Issue #3745, opened 2021-02-25
[Mobile Payments] Connect Your Card Reader View: Hide Footer Bar, Tweak Styles


allendav:
Feedback on https://github.com/woocommerce/woocommerce-ios/pull/3699 https://github.com/woocommerce/woocommerce-ios/pull/3699#issuecomment-785791371

- [x] Change screen title to “Manage Card Reader”
- [x] Use Headline font for “Connect your card reader”
- [ ] Image too big - should be 206 x 180px
- [x] Title case on Button (should be “Connect Card Reader”)
- [x] Pink Learn more link
- [x] Hide Bottom Nav (Tab) Bar

allendav:
@ctarda @Garance91540 - I've ticked off the things that have been accomplished. All that remains is tweaking the image size (it comes in at about 310x263 (x2) on my iPhone 12 and the bottom nav is not (yet) suppressed:

<img width="533" alt="Screen Shot 2021-07-19 at 11 41 18 AM" src="https://user-images.githubusercontent.com/1595739/126210695-7f9d35c0-5ff9-4d89-9076-92a4211e6f40.png">

Garance91540:
Looking great @allendav , thank you for working on this!

allendav:
Thank you! You are most welcome! :)

PR #4660, opened 2021-07-20
Hide bottom tab bar for card reader settings presenting view controller

allendav:
Addresses "hide tab bar in card reader settings" from #3745 

To test:
- Enter settings > manage card readers
- Ensure the tab bar is hidden and the view occupies the space where the tab bar was
- Exit back to settings
- Ensure the tab bar reappears
- Repeat for both light and dark modes and ensure the view background color is used where the tab bar was

fyi @Garance91540 @adamzelinski 

hide-tab-bar

Note:
- This change also hides the tab bar if the reader is not already connected when collecting a payment for an order. An upcoming change will remove the CardReaderSettingsPresentingViewController from that flow, but for now you may also verify that the tab bar is restored when returning to collect payment flow after connecting a reader in that context

Update release notes:

### DIFF
--- a/WooCommerce/Classes/ViewRelated/Dashboard/Dashboard.storyboard
+++ b/WooCommerce/Classes/ViewRelated/Dashboard/Dashboard.storyboard
@@ -177,7 +177,7 @@
         <!--Card Reader Settings Presenting View Controller-->
         <scene sceneID="NEs-n8-mBS">
             <objects>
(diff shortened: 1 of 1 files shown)


ctarda (approved):
I tested going in and out of this screen connecting and disconnecting, and all the combinations of the above I could think of, and it seems to work well.

:shipit:

Garance91540:
Looking good!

⁂

## [Work instruction]
Reply with every line of the listing that has the string "ctarda".

## [The completed task]
@ctarda @Garance91540 - I've ticked off the things that have been accomplished. All that remains is tweaking the image size (it comes in at about 310x263 (x2) on my iPhone 12 and the bottom nav is not (yet) suppressed:
ctarda (approved):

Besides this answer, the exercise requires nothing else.